With incomes policy – and even a statutory wage freeze – still obstinately ruled out, only one choice now confronts Mr Heath: he must either deflate or he will have to devalue. What he cannot do is to go on blithely pretending that nothing has changed since 18 June. That way he will only end up by having to do both. At the moment, in suggesting sixpence off the income tax as the escape route by which the nation will eventually get out from under the very real inflationary challenge that faces it, the Prime Minister is deluding nobody and deceiving only himself. If sterling is to be saved, the real prospect is that, far from sixpence coming off income tax, another sixpence will simply have to be slapped on next April. By then the brokers’ men of the international monetary community will be demanding no less.
Of course the Prime Minister’s reluctance to act is understandable: the dilemma he stares at is a cruel one. It is not just sterling that is threatened with devaluation. So is his own political standing.
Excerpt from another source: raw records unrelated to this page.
PR #210, opened 2021-08-31
switch back to gofast

bnu0:
Unfortunately, `tomasen/fcgi_client` does not support splitting out the fcgi stderr stream from the stdout. On a well-behaved site that does not spew notices, thats fine. On most real sites, it's not fine.

### DIFF
--- a/runner/runner.go
+++ b/runner/runner.go
@@ -122,7 +122,7 @@ func init() {
 }
 
 func main() {
-	logger.Printf("Starting with %d event-retreival worker(s) and %d event worker(s)", numGetWorkers, numRunWorkers)
+	logger.Printf("Starting with %d event-retrieval worker(s) and %d event worker(s)", numGetWorkers, numRunWorkers)
 	logger.Printf("Retrieving events every %d seconds", getEventsInterval)
 	go setupSignalHandler()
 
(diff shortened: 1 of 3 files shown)


joshcoughlan:
Any reason not to use connection pooling? Is the benefit just not worth the added complexity?

runner/runner.go
```diff
@@ -491,55 +492,76 @@ func runWpFpmCmdWithMetrics(subcommand []string) (string, error) {
...
+}
 
-	fcgi, err := fcgiclient.Dial(fpmUrl.Scheme, host)
+func (f *fakeHttpResponseWriter) WriteHeader(statusCode int) {
+	f.LastStatus = statusCode
+}
+
+func runWpFpmCmdSafe(subcommand []string) (string, error) {
+
+	fpmClient, err := fpm()
```
bnu0, line 518: Resource leak, client is Closeable!

bnu0:
> Any reason not to use connection pooling? Is the benefit just not worth the added complexity?

If this was using TCP to a remote process, i would, but it's using a unix domain socket and the overhead of connecting to it repeatedly is probably less than any theoretical connection pool implementation.

joshcoughlan (approved):
LGTM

Probably, indeed, by now the only way he can avert the first is stoically to accept the second. But no politician likes having to eat his words – and Mr Heath, who five short months ago gave some very specific pledges both in favour of tax cuts and against any form of statutory incomes policy seems to have even less appetite for the exercise than most. Forced to choose between sacrificing his own credibility and that of our currency who can be sure on which side he ultimately will come down?
In that sense the whole Tory cabinet is involved in what looks like being a race against time. Some of them have, of course, been there before – with Sir Anthony Eden and his Suez policy in 1956. Then a great number of words had to be eaten; and as Sir Anthony could not bring himself to do it he was – in that quietly ruthless way the Tories have with their own – forced from office, never to return.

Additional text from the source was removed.